The cast(signed), cast(unsigned) feature proposal
timotheecour
timothee.cour2 at gmail.com
Fri Jun 7 19:23:40 PDT 2013
On Saturday, 8 June 2013 at 02:21:01 UTC, Timothee Cour wrote:
> not to mention its much harder to implement in language,
> whereas its
> trivial in the library. Also, it makes instrumentation easier,
> if one wants
> to add a callback/logging/breakpoint for a particular cast
> operation.
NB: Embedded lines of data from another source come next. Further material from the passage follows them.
PR #2037, opened 2023-02-27
Fix 'shell' and 'winecmd' commands

Matoking:
Two small fixes to `winecmd` and `shell` commands:

* Do not use `-e` parameter when launching terminal emulator if no command
was provided. This is the case for `shell` verb, which does not provide
any predefined command and should just launch the terminal.
  In addition, pass the `-e` argument as one quoted string. Some terminal emulators only accept one value, while others consume all parameters following the option. Using a single string works with both.

* Fix `winecmd` launch. `winecmd` seems to be the intended command here. `cmd` only installed an
application of the same name without launching it.


austin987:
Thanks!

PR #2044, opened 2023-03-10
galliumnine09: new verb

dhewg:
The new version was released because of binary compatibility with wine v8.3.
Extend the current galliumnine verbs to handle the incompatible combinations.

### DIFF
--- a/src/winetricks
+++ b/src/winetricks
@@ -10107,6 +10107,7 @@ load_galliumnine02()
 {
     w_package_broken "https://bugs.winehq.org/show_bug.cgi?id=49676" 5.13
     w_package_broken "https://github.com/iXit/wine-nine-standalone/issues/83" 5.14
+    w_package_broken "https://github.com/iXit/wine-nine-standalone/issues/149" 8.3
 
     w_download "https://github.com/iXit/wine-nine-standalone/releases/download/v0.2/gallium-nine-standalone-v0.2.tar.gz" 6818fe890e343aa32d3d53179bfeb63df40977797bd7b6263e85e2bb57559313
     helper_galliumnine "${file1}"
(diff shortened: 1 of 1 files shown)


dhewg:
The spellcheck failure is because of the result of w_get_github_latest_release in an URL, I don't see a way around that

src/winetricks
```diff
@@ -10212,23 +10220,49 @@ w_metadata galliumnine08 dlls \
...
     installed_file2="${W_SYSTEM32_DLLS_WIN}/ninewinecfg.exe" \
     homepage="https://github.com/iXit/wine-nine-standalone"
 
 load_galliumnine()
 {
-    _W_galliumnine_version="$(w_get_github_latest_release iXit wine-nine-standalone)"
-    w_linkcheck_ignore=1 w_download "https://github.com/iXit/wine-nine-standalone/releases/download/${_W_galliumnine_version}/gallium-nine-standalone-${_W_galliumnine_version}.tar.gz"
+    if w_wine_version_in ,5.7 ; then
+        _W_galliumnine_version="v0.8"
+        w_download "https://github.com/iXit/wine-nine-standalone/releases/download/${_W_galliumnine_version}/gallium-nine-standalone-${_W_galliumnine_version}.tar.gz" 8d73dcf78e4b5edf7a3aea8c339459b5138acd1c957c91c5c06432cb2fc51893
```
austin987, line 10260: The 'fix' would be to use 'w_linkcheck_ignore=1' before 'w_download', as the not old case does.

That said, since you're going to hardcode it for older wine (which makes sense), you can skip the variable and put that in the code directly, i.e.,:
`w_download "https://github.com/iXit/wine-nine-standalone/releases/download/v0.8/gallium-nine-standalone-v0.8.tar.gz" 8d73dcf78e4b5edf7a3aea8c339459b5138acd1c957c91c5c06432cb2fc51893`

austin987: edit: the variable will still be needed, when calling helper_galliumnine(), but you don't need to use the variable for w_download().

dhewg: D'oh, right.
Pushed another solution, which is even more obvious :)

Issue #2004, opened 2023-01-15
can you please add d8vk? 


stefson:
hello everyone, 

d8vk is a fork of dxvk, with a focus on directx8 and directx9. 

It offers `d3d8.dll` and `d3d9.dll`, and is certainly very helpfull for anyone stuck with low performance of d3d8 on modern hardware drivers. 

this is the homepage: https://github.com/AlpyneDreams/d8vk

and this is the release page: https://github.com/AlpyneDreams/d8vk/releases

current release is `0.10` 

I did a quick copy and paste of the dxvk-2.0 code, only thing I don't understand is the `helper_dxvk` line. And I don't know the real name of the person who publishes this. 

```

w_metadata d8vk0010 dlls \
    title="Vulkan-based D3D8/D3D9 implementation for Linux / Wine (0.10)" \
    publisher=" AlpyneDreams " \
    year="2022" \
    media="download" \
    file1="d8vk-v0.10.tar.gz" \
    installed_file1="${W_SYSTEM32_DLLS_WIN}/d3d8.dll" \
    installed_file2="${W_SYSTEM32_DLLS_WIN}/d3d9.dll" 

load_d8vk0010()
{
    # https://github.com/AlpyneDreams/d8vk/
    w_download "https://github.com/AlpyneDreams/d8vk/releases/download/d8vk-v0.10/d8vk-v0.10.tar.gz" 43e3d1051b31d91541fba1a6c59d0991208869203e66779bfab8a861eb545eb1
    helper_dxvk "${file1}" "7.1" "1.3.204" "dxgi,d3d9,d3d10core,d3d11"
}

```

austin987:
helper_dxvk() is used to validate the needed Wine/Vulkan API versions. It looks like d8vk needs similar? https://github.com/doitsujin/dxvk/wiki/Driver-support

I'd suggest looking at extending helper_dxvk() to also allow overriding d3d8 for d8vk.

FYI @bobwya

sonic2kk:
I don't think anyone was looking at this yet? If not, I poked around and got an implementation working and hope to get a PR out soon for review :-)

PR #2045, opened 2023-03-10
d8vk: new verb

sonic2kk:
Adds d8vk verb as requested in #2004.

Tested with Touhou 6 via Lutris, MangoHud showed the renderer changed from WINED3D to DXVK. The selection of D3D8 games I can test with is somewhat limited it seems so further testing is of course welcome.

This PR touches `helper_dxvk`, I was specifically concerned with the changes to the `tar` command which now uses `--one-top-level`, so I tested installing regular `dxvk` and it seemed to work fine. This extra flag is required because DXVK archives have a root folder in the archive, but D8VK does not.

One outstanding issue is with the URL in `helper_dxvk` that points to the release notes; this URL is incorrect for D8VK. This is because DXVK release tags are just the version, e.g. `v2.1`, but D8VK is `d8vk-vX.X`. The `_W_package_version` needs to be set differently and I wasn't sure of the best approach to take with this.

First time contribution and first time even looking at Winetricks code so any and all feedback is very welcome :-)

Thanks!

### DIFF
--- a/src/winetricks
+++ b/src/winetricks
@@ -8439,8 +8439,23 @@ load_d8vk()
     # https://github.com/AlpyneDreams/d8vk
     _W_dxvk_version="$(w_get_github_latest_release AlpyneDreams d8vk)"
     w_linkcheck_ignore=1 w_download "https://github.com/AlpyneDreams/d8vk/releases/download/${_W_dxvk_version}/${_W_dxvk_version}.tar.gz"
-    helper_dxvk "${_W_dxvk_version}.tar.gz" "7.1" "1.3.204" "d3d8,d3d9" "AlpyneDreams/d8vk"  # Not completely sure on min Vulkan version
+    helper_dxvk "${_W_dxvk_version}.tar.gz" "7.1" "1.3.204" "d3d8,d3d9" "AlpyneDreams/d8vk"
     unset _W_dxvk_version
+}
+
+w_metadata d8vk0010 dlls \
+    title="Direct3D 8 to Vulkan translation for DXVK" \
+    publisher="Jeffery Ellison" \
+    year="2023" \
+    media="download" \
+    file1="d8vk-v0.10.tar.gz" \
+    installed_file1="${W_SYSTEM32_DLLS_WIN}/d3d8.dll" \
+    installed_file2="${W_SYSTEM32_DLLS_WIN}/d3d9.dll" \
+
+load_d8vk0010()
+{
+    w_download "https://github.com/AlpyneDreams/d8vk/releases/download/d8vk-v0.10/d8vk-v0.10.tar.gz" 43e3d1051b31d91541fba1a6c59d0991208869203e66779bfab8a861eb545eb1
+    helper_dxvk "${file1}" "7.1" "1.3.204" "d3d8,d3d9" "AlpyneDreams/d8vk"
 }
 
 #----------------------------------------------------------------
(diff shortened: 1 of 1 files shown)


src/winetricks
```diff
@@ -6912,14 +6912,14 @@ helper_dxvk()
...
-        w_try tar -zxf "${W_CACHE}/${W_PACKAGE}/${_W_package_archive}"
+        w_try tar -zxf "${W_CACHE}/${W_PACKAGE}/${_W_package_archive}" --one-top-level
     fi
 
     for _W_dll in ${_W_dll_overrides}; do
         w_try mv "${W_TMP}/${_W_package_dir}/x32/${_W_dll}.dll" "${W_SYSTEM32_DLLS}/"
         [ "${_W_dll}" = "d3d9" ] && _W_d3d9_support="1"
     done
-    if test "${W_ARCH}" = "win64"; then
+    if test "${W_ARCH}" = "win64" && -d "${W_TMP}/${_W_package_dir}/x64"; then
```
sonic2kk, line 6922: Direct3D 8 is only for 32bit applications, so the archive only has a `x32` directory, hence this check.

sonic2kk:
I think the checks should pass now

sonic2kk:
That was embarrassing, sorry... Guess I changed something since the last time I ran shellcheck or something.

Passes on my machine now, gave the same warning that the CI did so I guess it's fixed :slightly_smiling_face:

src/winetricks
```diff
@@ -6912,14 +6912,14 @@ helper_dxvk()
         w_try_unzip "${W_TMP}" "${W_CACHE}/${W_PACKAGE}/${_W_package_archive}"
     else
         w_try_cd "${W_TMP}"
-        w_try tar -zxf "${W_CACHE}/${W_PACKAGE}/${_W_package_archive}"
+        w_try tar -zxf "${W_CACHE}/${W_PACKAGE}/${_W_package_archive}" --one-top-level
```
austin987, line 6915: `--one-top-level` is a GNU extension; this will break on BSD tar.

sonic2kk: Thanks! After some light research it looks like `-C` might work for BSD tar but I haven't tested just yet.

sonic2kk: Updated to use `-C "${_W_package_dir}"`, Winetricks still fetches and installs d8vk correctly (tested with no cached archive and with a cached archive), only tested Touhou 6 at the moment and it still works too.

sonic2kk:
Since merging master the diff seems like it's gotten pretty big? It mentions removing `helper_dxvk_nvapi` which I saw when resolving the conflicts, but I just chose to accept the incoming changes which evidently removed it. This function is also not present on master it looks like from a Ctrl+F.

Not sure what went wrong there :frowning:

austin987:
There was a merge (dxvk_nvapi) that conflicted, so it needs a manual merge.

I did some initial fixes (﻿https://github.com/austin987/winetricks/commit/01c9188bc8683e483be40f6138e68cd65d464bc9), but didn't tested it with a real application.

Note that the release notes are still broken (should be fixed). Also, this will always point to the latest dxvk release; you probably want to add at least one real release so users have a stable option they can use.

sonic2kk:
Not sure why this is only working for some games and crashing others. Maybe the supported games list only refers to specific versions of games. Touhou 6 works for me, but Syberia II does not. The D3D9 DLL gets overwritten for all the games it looks like, but Touhou 6 works still. I tested different Wine-GE versions and Lutris Wine 7.2 and d8vk consistently installed properly. 

I noticed the install script will move the DLLs into the Proton lib folders for Steam games as well as into the games prefix, but as far as I can tell this is not something Winetricks does at all, so I don't think it'a step required here.

Maybe that limits the usefulness of including d8vk in Winetricks. I am not sure what would be going wrong with the code, as it mostly appears to mirror how DXVK is installed, and D8VK works for at least one game.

Seems
> much harder with language solution.
>
> On Fri, Jun 7, 2013 at 6:53 PM, Mrzlga
> <bulletproofchest at gmail.com> wrote:
>
>> Timothy,
>>
>> How do you get everyone to use:
>> a.Cast!Signed
>> a.Cast!Unsigned
>> a.Cast!Const
>> a.Cast!Immutable
>> a.Cast!Shared
>>
>> And to stop using:
>> cast(const)
>> cast(immutable)
>> cast(shared)
>> cast(inout) ?
>>
>> And have everyone be consistent about it?
>>
>> Remove the cast() ones from the language?
>>
>
> not suggesting deprecating cast(), just suggesting there's no
> need to
> extend the language as it can be done in library code,
> advantageously. It's
> trivially extensible as I wrote it. However, any language
> extension has to
> be re-implemented by each compiler implementation.
>
>
>> And what about variations, 'shared const', 'inout shared', etc?
>>
>
> it's trivial to add to my code a.Cast!"shared const" or
> a.Cast!SharedConst,
> etc, as well as more complex ones.
>
>
>> There are some things that should be available to the
>> language, even when
>> no modules are imported. I think dealing with the basic type
>> system is like
>> that.
>>
>
> Not if the syntax sugar provided by the language is no simple
> than that
> provided by library solution. I've argued library solution is
> more
> consistent with UFCS (see my code).
not to mention its much harder and bug-prone to implement in
language, whereas its trivial in the library. Also, it makes
instrumentation easier, if one wants to add a
callback/logging/breakpoint for a particular cast operation.
Seems much harder with language solution.